State Equation: For the state equation for the factors $x_t$, the first step is to introduce the price of risk to the dynamic model (\ref{E:mr-eq-q}) under $\mathcal Q$ to obtain the model under the real (physical) measure $\mathcal P$. For example, we assume \begin{equation} dx_{it} = (\lambda_i-k_i x_{it}) dt + \sigma_i dW_{it} \quad \textrm{under} \quad \mathcal P \label{E:mr-eq-p} \end{equation} where $\lambda_i$ is a constant price of risk term.
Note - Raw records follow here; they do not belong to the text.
PR #242, opened 2021-05-21
Recover vorticity in P1 space

jwallwork23:
I use a similar script all the time and thought maybe it'd be of use to others? You were right @tkarna , `add_new_field` turns out to be useful for things other than just adding tracers.

I wondered whether this should be a callback (like the total vorticity one in `examples/freshwaterCylinder`), but Thetis callbacks have HDF5 output, whereas I'm after VTK here.


tkarna:
Thanks for this update, handling user-defined diagnostic fields indeed needs more work. At the moment, solver has the `add_new_field` method and `ExportManager.add_export` accepts an optional `preproc_func` argument which defines a function that will be evaluated before each export. When defining a new diagnostic field, you can make a new class for computing the diagnostic variable, say `MyVorticityCalculator`. It has a `solve` method which updates the field. In `utility.py` there are a bunch of such solvers defined (side note: the file is too long and should be split at some point). So at the moment you can do

```python
vorticity_2d = Function(...)
vorticity_calculator = MyVorticityCalculator(vorticity_2d, ...)
solver_obj.add_new_field(vorticity_2d, 'vorticity_2d', ...)
...
solver_obj.exporters['vtk'].add_export(
    'vorticity_2d', vorticity_2d, export_type='vtk', preproc_func=vorticity_calculator.solve)
```

Some thoughts:
1. This process could be made smoother by adding the `preproc_func` argument to `add_new_field` and propagating the info to the ExportManager. Then the last step could be omitted.
2. So far the diagnostic fields have not been included in the options. Frequently used ones could be included I think. I guess in this case the user still needs to add the field to `options.fields_to_export` list?
3. I'd prefer to keep the diagnostic solvers outside the FlowSolver2d object to keep it from bloating too much.

jwallwork23:
I think this is more in line with what you were thinking.

I moved the 3D utility solvers to a new file as suggested by the TODO, maybe more could be moved, too.

jwallwork23:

Then, the state equation is given as \begin{equation} X_{t+1} = G + F X_{t} + v_{t+1} \end{equation} where $G_i = \lambda_i$ and $F_{ij} = \delta_{i,j}(1 - k_i)$ and $E[v_{it}v_{jt}] = \delta_{i,j} \sigma_{i}^2$.

Observation Equation: Defining the observation vector as the term-structure of the yield rates over a set of maturities $\tau_{1}$, $\cdots$, $\tau_{n}$, the observation equation is based on (\ref{E:yield-formula}): \begin{eqnarray} Y_{t} = A’U_{t} + H’X_{t} + w_t \end{eqnarray} where $A_{ij} = \varphi - \frac{\alpha_i(\tau_j)}{\tau_j}$, $U_{it}=1$ and $H_{ij} = -\frac{\beta_{i}(\tau_j)}{\tau_j}$ where $i=1, \cdots, n$ and $j=1, \cdots, m$.

Filtering

The application of the Kalman filter goes like this:

From time series of $y_{t}$, estimate the model parameters.
Infer the factors $x_{t\vert t}$
Simulate $x_{t}$ using the state equation for $t$ in future.
Construct the yield curve at $t$ using \ref(E:yield-formula).